Además del uso de internet con fines informativos, la participación online juega un rol cada vez más importante para los partidos. Estos han reaccionado frente a los cambios en la disposición de la ciudadanía a involucrarse y han creado formatos de participación de duración limitada y específicos para cada tema valiéndose de las posibilidades online. La dificultad que encuentran aquí los partidos radica en que la participación online no se traduce automáticamente en un compromiso (duradero en el tiempo) con los partidos. Un like se da fácilmente, pero no significa un apoyo duradero. Si se sigue la idea de la participación política en partidos como un proceso de dos niveles, con la decisión de afiliarse como primer nivel, los partidos usan internet para facilitar el acceso. Un ejemplo de ello puede ser la posibilidad, desde los primeros años de este siglo, de afiliarse por internet. Además, de un tiempo a esta parte los partidos están intentando, por medio de portales especiales para seguidores, vincularse a ciudadanos dispuestos a comprometerse temporalmente, sobre todo durante las campañas electorales, que es cuando más recursos se necesitan. Pero las opciones online, como segundo nivel de participación partidaria, han modificado también las posibilidades de acceso al trabajo activo en los partidos. En este caso, los afiliados y los no afiliados participan sobre todo en el trabajo programático. Las opciones van desde reunir ideas y dialogar sobre el futuro, pasando por presentar mociones en congresos partidarios, hasta tomar parte en la elaboración de programas electorales. Los partidos deben estar aquí atentos a no socavar la afiliación formal. Por tal motivo, en la participación online y, en general, en la comunicación online de los partidos, se sigue una estrategia de dos vías: como regla, los afiliados formales cuentan con opciones de participación de mayor alcance que los no afiliados y, por ejemplo, se les da participación regular a través de las redes virtuales. Por lo demás, los afiliados a veces tienen a su disposición opciones de participación distintas de las de los no afiliados, como el caso de los chats o las videoconferencias con políticos especializados.

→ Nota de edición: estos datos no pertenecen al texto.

PR #2433, opened 2022-02-18
tensor2metric: Check input data

Lestropie:
Implemented based on [forum post](https://community.mrtrix.org/t/tensor2metric-system-fatal-code-sigsegv-11-segmentation-fault-invalid-memory-access/5521).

Una mirada al uso que hacen los partidos de internet deja la sensación de que sigue faltando una clara estrategia, o de que recién se la está diseñando. Los partidos tienden más a seguir modas que a imponer tendencias. Es una lástima, pues esto hace que se desperdicie la posibilidad de sacar provecho del potencial de los nuevos medios para el trabajo partidario. También se acusa a las opciones de internet de ser más una apariencia que posibilidades de interacción serias. Las señales de apertura y modernidad así enviadas pierden también poder de movilización y, en el peor de los casos, provocan que los ciudadanos se distancien de los partidos. Estos deberían intentar apropiarse mejor de los nuevos medios. Deben emanciparse de las grandes plataformas, como Facebook o Twitter, y desarrollar aplicaciones que estén hechas más a la medida de la elaboración de políticas y la toma de decisiones intrapartidarias. Solo de ese modo podrán armonizarse mejor las estructuras online y offline. Se están observando los primeros intentos para lograrlo. Pero todo esto no quiere decir que los partidos no tengan que tener presencia en las grandes redes sociales; muy por el contrario: es precisamente en tiempos de fake news cuando se necesita la voz de los partidos democráticos.